Can I buy a vehicle from another province and register it in Ontario?
Yes, but you must pay Ontario's 13% RST when registering the vehicle at ServiceOntario, regardless of any tax paid in the originating province. The vehicle also requires a Safety Standards Certificate from a licensed Ontario DriveON inspection centre before it can be registered. If the vehicle was previously registered in a province with lower taxes, you will not receive credit for tax already paid. This often makes out-of-province purchases less cost-effective than they appear.
What happens if I default on an auto loan in Ontario?
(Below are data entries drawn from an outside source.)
Issue #427, opened 2026-06-20
feat(fractal): recognize the spatie/laravel-fractal API with a literal transformer ($this->fractal root + direct transformWith)


Radiergummi:
## Scope (narrowed — see decision comment below)

Extend the existing #263 Fractal call-shape reader to recognize **more of the
`spatie/laravel-fractal` package's own public API** when the transformer is a **literal**. This is
library-level convention support (same category as reading FormRequest / API Resources / Spatie
Data) — **not** app-specific idiom reading.

Concretely, broaden `FractalHelperResponseResolver::matchChainedShape` / `isFractalEntrypoint` to:

1. Accept an injected `Spatie\Fractal\Fractal` (Fractalistic) instance as a chain root — i.e. a
   `\$this->fractal->item(...)` / `\$this->fractal->collection(...)` property root — not only the
   `fractal()` helper and `Fractal::create()` facade already handled by #263.
2. Read the transformer from a **direct** `->transformWith(<literal>)` link in the chain, where
   `<literal>` is `new SomeTransformer()` or `SomeTransformer::class` — the forms the spatie package's
   own documentation shows.
3. Keep item-vs-collection from the literal `->item()`/`->collection()` method already in the chain;
   reuse `SchemaFromTransformer` (the transformer→schema engine) unchanged.

Never-wrong boundary unchanged: matches only on a **literal** transformer + literal envelope method;
degrades gracefully (logged note) otherwise. `#[FractalResponse]` remains authoritative.

## Explicitly out of scope (rejected — see comment)

- **No InvoiceNinja base-controller detector** (`\$entity_transformer` property + `itemResponse`/
  `listResponse`). That is one app's private base controller, not a shared convention.
- **No indirection unwrapping** (e.g. Pelican's `\$this->getTransformer(X::class)`). `getTransformer()`
  is the app's own method, not spatie's API. Reading it would be app-specific.

Bespoke indirection between "the transformer exists" and "the controller returns it" is, by the
library's inference philosophy, authoring-attribute territory — that is what `#[FractalResponse]` is
for.

## Acceptance

- An action that returns `\$this->fractal->collection(\$d)->transformWith(new XTransformer())` (or
  `XTransformer::class`) emits the collection envelope + transformer-derived payload `\$ref`; the
  `->item(...)` form emits the item envelope. Both work with the `fractal()` helper and facade roots
  too (no regression to #263).
[...]

PR #428, opened 2026-06-20
feat(#413): three-way response-coverage metric (substantive · correctly-empty · genuinely-missing)

### LINKED ISSUE #413: feat(survey): three-way response-coverage metric (substantive · correctly-empty · genuinely-missing)
## Problem

The survey's two headline numbers are each wrong, in opposite directions:

- **object-payload %** (`responseSchemas / apiOperations`) is *pessimistic* — it counts a correct
  empty 2xx (a `void` / `noContent` action) as a miss.
- **`completenessPercent`** is *optimistic* — it credits a *give-up* empty 2xx (the action returns a
  body we couldn't resolve) as "complete."

Example (InvoiceNinja, `main @ 63082823`): `completenessPercent` = **88.3%**, but only
**67 substantive + 16 correctly-empty ≈ 16%** are honestly good; the other ~440 are give-up empties
(Fractal + dynamic) that completeness counts as complete. The true coverage is between the two, and
neither metric finds it.

## Proposal

Classify each in-prefix operation into **three** buckets instead of two, by reflecting +
AST-classifying the route's action (not just reading the spec):

1. **substantive** — a 2xx with a real object/array/scalar/map payload (today's `responseSchemas`).
2. **correctly-empty** — the action is genuinely no-content (`void`/`never` return, `return;`,
   `return null;`, `response()->noContent()`, single `return $this->noContent()`); an empty 2xx is
   the *right* answer.
3. **genuinely-missing** — the action *returns a body* but the generator emitted empty/thin
   (dynamic `json()`, Fractal, multi/conditional returns, unresolved service builders).

`genuinely-missing` is the real denominator future inference levers should be sized against.

A working prototype of the classifier exists (the spike used for ADR #412): join
`artisan route:list --json` to the generated spec, reflect each residual action, bucket by return
shape. Fold a lean version into `tools/survey/metrics.php` (and surface in `completeness.php`).

## Scope

- Harness-only; the library is not modified.
- Add the three counts (+ a `genuinelyMissingByShape` rollup) to the per-app metrics JSON and the
  synthesis candidates.
- Keep `completenessPercent` for continuity, but add the honest three-way breakdown alongside it.

## Follow-up

Once landed, re-baseline the full 11-app corpus on current main and use `genuinely-missing` to
choose the next inference lever (foreign-annotation reading vs Fractal maturation). Relates to #411,
#412.

Radiergummi:
Closes #413.

## Plan

The survey's two headline numbers each lie in opposite directions: `responseSchemas/apiOperations`
is pessimistic (counts a correct empty 2xx as a miss); `completenessPercent` is optimistic (credits a
give-up empty 2xx as complete). Split each in-prefix operation into three honest buckets.

The "correctly-empty vs returns-a-body" signal is **not in the spec** — it needs the action's return
shape. So:

1. **`tools/survey/classify.php` (new, app-context)** — a lean productionisation of the ADR-#412 spike
   (`analyze-routes.php`): boots the consumer app, reflects each in-prefix action, AST-classifies its
   return expression into a source-shape string, emits `classify.json` (one record per route).
2. **`surveyMetrics()` (pure) gains an optional `$classification` arg** — joins the source shapes with
   the spec's substantive-ness it already computes, and emits a `responseCoverage` block:
   `{substantive, correctlyEmpty, genuinelyMissing, genuinelyMissingByShape}`. The three buckets sum to
   `apiOperations`; `genuinelyMissing` is the real denominator to size future levers against. Emitted
   only when a classification is supplied; `completenessPercent` is kept untouched for continuity.
3. **`metrics.php` CLI** loads `classify.json` from the app dir when present.
4. **`completeness.php`** surfaces the three-way summary line when given `--classify=<classify.json>`.

Bucketing (per in-prefix op): substantive (spec) → substantive; else if the action's shape/return-type
is no-content (`void`/`never`, `return;`, `response()->noContent()`, `return null;`) → correctly-empty;
else → genuinely-missing (rolled up by shape; unmatched shapes count conservatively as genuinely-missing).

Harness-only — the library is not modified.

## Verify
- New tests in `tests/Tools/SurveyMetricsTest.php` for the three-way split + the no-classification path.
- `composer test`, `vendor/bin/pint --test`, `composer lint` green.

## Follow-up (separate)
Re-baseline the 11-app corpus on current main and use `genuinely-missing` to size levers (#411, #427).

### DIFF
--- a/tests/Tools/SurveyMetricsTest.php
+++ b/tests/Tools/SurveyMetricsTest.php
@@ -66,6 +66,64 @@ it('counts only substantive 2xx into responseSchemas, contentless ops into docum
         ->and($m['completenessPercent'])->toBe(66.7);
 });
 
+it('omits responseCoverage when no classification is supplied', function (): void {
+    $spec = json_decode((string) file_get_contents(__DIR__ . '/../Fixtures/survey/spec.json'), true);
+    $run = ['generateExit' => 0, 'lintExit' => 0, 'generateStderr' => false, 'bootOutcome' => 'booted'];
+
+    $m = surveyMetrics($spec, ['findings' => []], $run, '/api');
+
+    expect($m)->not->toHaveKey('responseCoverage');
+});
+
+it('splits in-prefix ops into substantive / correctly-empty / genuinely-missing with a classification', function (): void {
+    // Three in-prefix ops: one substantive, one genuinely no-content (void), one that returns a
+    // body the generator could not resolve (empty-schema 200). The contentless vs give-up split
+    // can only come from the action source shape, not the spec.
+    $spec = ['paths' => [
+        '/api/show/{id}' => ['get' => ['responses' => ['200' => ['content' => [
+            'application/json' => ['schema' => ['type' => 'object', 'properties' => ['id' => ['type' => 'integer']]]],
+        ]]]]],
+        '/api/destroy/{id}' => ['delete' => ['responses' => ['204' => []]]],
+        '/api/dynamic' => ['get' => ['responses' => ['200' => ['content' => [
+            'application/json' => ['schema' => ['type' => 'object']],
+        ]]]]],
+    ]];
+
+    $run = ['generateExit' => 0, 'lintExit' => 0, 'generateStderr' => false, 'bootOutcome' => 'booted'];
+
+    $classification = [
+        ['uri' => '/api/show/{id}', 'verb' => 'get', 'shape' => 'resource::make', 'returnType' => 'JsonResource'],
+        ['uri' => '/api/destroy/{id}', 'verb' => 'delete', 'shape' => 'no return (void-like)', 'returnType' => 'void'],
+        ['uri' => '/api/dynamic', 'verb' => 'get', 'shape' => 'response()->json(<non-literal>)', 'returnType' => 'JsonResponse'],
+    ];
+
+    $m = surveyMetrics($spec, ['findings' => []], $run, '/api', null, $classification);
+
+    expect($m['responseCoverage']['substantive'])->toBe(1)
+        ->and($m['responseCoverage']['correctlyEmpty'])->toBe(1)
+        ->and($m['responseCoverage']['genuinelyMissing'])->toBe(1)
+        ->and($m['responseCoverage']['genuinelyMissingByShape'])->toBe(['response()->json(<non-literal>)' => 1])
+        // The three buckets partition apiOperations exactly.
+        ->and($m['responseCoverage']['substantive'] + $m['responseCoverage']['correctlyEmpty'] + $m['responseCoverage']['genuinelyMissing'])
+        ->toBe($m['apiOperations']);
+});
+
+it('counts a non-substantive op with no classification record as genuinely-missing (conservative)', function (): void {
+    $spec = ['paths' => [
+        '/api/mystery' => ['get' => ['responses' => ['200' => ['content' => [
+            'application/json' => ['schema' => ['type' => 'object']],
+        ]]]]],
+    ]];
+    $run = ['generateExit' => 0, 'lintExit' => 0, 'generateStderr' => false, 'bootOutcome' => 'booted'];
+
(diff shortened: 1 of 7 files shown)


Radiergummi:
🤖 **[lead]** admitted for independent code-review (review-only run; will escalate to needs-human with findings, not auto-merge).

Radiergummi:
🤖 **[reviewer]** review round 1: approved — 4 non-blocking findings.

Reviewed adversarially against #413. The three-way bucketing is correct and deterministic: substantive comes from the spec's existing `$hasSubstantiveResponse`; non-substantive ops join the classification index by normalised `VERB /path` (param-collapsed, verb-uppercased on both sides — consistent), then split correctly-empty (`survey_isNoContentShape`: `void`/`never` return type, or one of the no-content shapes / `return null;`) vs genuinely-missing (everything else, bucketed by shape; missing/`null` record → `unclassified`, conservatively genuinely-missing — matches the spec). The three buckets partition `apiOperations` exactly. Local gates green on the branch: `pest` (23 passed, the new metrics + synthesize tests included), `pint --test`, `phpstan` (no errors). Harness-only, no `src/` change → no CHANGELOG/docs/linting.md obligation; `methodology.md` updated and matches the implementation.

Findings (all nice-to-have, none blocking):

1. **`tools/survey/classify.php:409` — invokable controllers are mislabeled `closure/invokable-or-unknown` and thus land in `genuinelyMissing` even when `__invoke` is void/`noContent`.** This is **already filed and scoped out as #450** ("found while auditing the #413 re-baseline"), so it is a knowingly-deferred limitation, not a defect introduced here — but it means the `genuinelyMissing` numbers this PR emits are by-design inflated until #450 lands. Calling it out so the re-baseline follow-up reads them with that caveat.

2. **`tools/survey/synthesize.php:756` — `arsort($coverageByShape)` relies on implementation-defined tie ordering.** Ties (equal counts) resolve by insertion order in current PHP, which is deterministic *given* the fixed results order + alphabetical `ksort` upstream in metrics.php, so the snapshot test passes — but this is inconsistent with the recurring-lint rollup, which uses an explicit `count DESC then key ASC` tie-break (and has a test proving it). Recommend the same explicit tie-break here for robustness + consistency; the new test (counts 3 vs 2) does not exercise a tie.

3. **`tools/survey/classify.php:252` — dead capture.** The `$methodReturns` closure does `use (&$methodReturns)` but never recurses into itself (it uses the inner `$walk`); the by-ref capture is unused. Cosmetic.

4. **`tools/survey/metrics.php:612` — same-key path collision.** Two distinct in-prefix routes normalising to the same `VERB {}` key (e.g. `/users/{id}` vs `/users/{slug}`) collapse to the last record in the index; both spec ops then join it. Rare, best-effort for a measurement metric — noting only.

The crux the lead flagged (thin empty-`$ref` envelopes counting as substantive; 204 handling) is governed by the pre-existing `survey_substantive` / `$hasSubstantiveResponse` path, unchanged by this PR; 204/no-content is handled correctly here via the classification join. Nothing blocks merge.

Radiergummi:
🤖 **[lead]** Independent code-review complete → **approved**, 4 non-blocking findings. Bucketing is correct + deterministic; local gates green. Note F1 = the already-filed **#450** invokable-mislabel, which by-design inflates genuinelyMissing until #450 lands — read the re-baseline numbers with that caveat; F2 (explicit count-DESC/key-ASC tie-break in synthesize.php:756 for consistency with the lint rollup) is worth doing. Harness-only. Ready for your sign-off.

Radiergummi:
Looks good to me

Radiergummi:
🤖 **[lead]** Triage rebase onto current `main` (was 41 commits behind — green CI was stale). Clean rebase; force-pushed `48c1c44b`; CI re-running against current main. **Still needs from @Radiergummi:** sign-off — approved, harness-only (`area:survey`). Non-blocking F2 (explicit count-DESC/key-ASC tie-break at `synthesize.php:756`) optional; read genuinelyMissing with the #450 caveat noted earlier.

If you miss payments on a secured auto loan in Ontario, the lender can begin repossession proceedings because the car serves as collateral. However, Ontario's Consumer Protection Act provides an important safeguard: once you have paid off two-thirds or more of your financing obligation, the lender must obtain a court order from the Ontario Superior Court of Justice before repossessing the vehicle. Contact your lender immediately if you are having difficulty making payments, as many will negotiate revised terms before pursuing legal action.
Is dealer financing worth considering in Ontario?
Dealer financing is convenient because you can arrange it at the point of sale, but it often includes a dealer reserve markup of 1% to 3% above the rate the lender actually offered. Manufacturer promotional rates (zero-percent or low-rate offers) on specific new models can be genuine savings, but read the conditions carefully as they may require a shorter term or a larger down payment. Getting pre-approved through a credit union or bank before visiting an OMVIC-registered dealership gives you a baseline rate to negotiate against.
This content is for informational purposes only and does not constitute financial or legal advice. Auto loan terms, rates, and eligibility vary by lender. Consult a licensed Ontario auto financing professional before making borrowing decisions.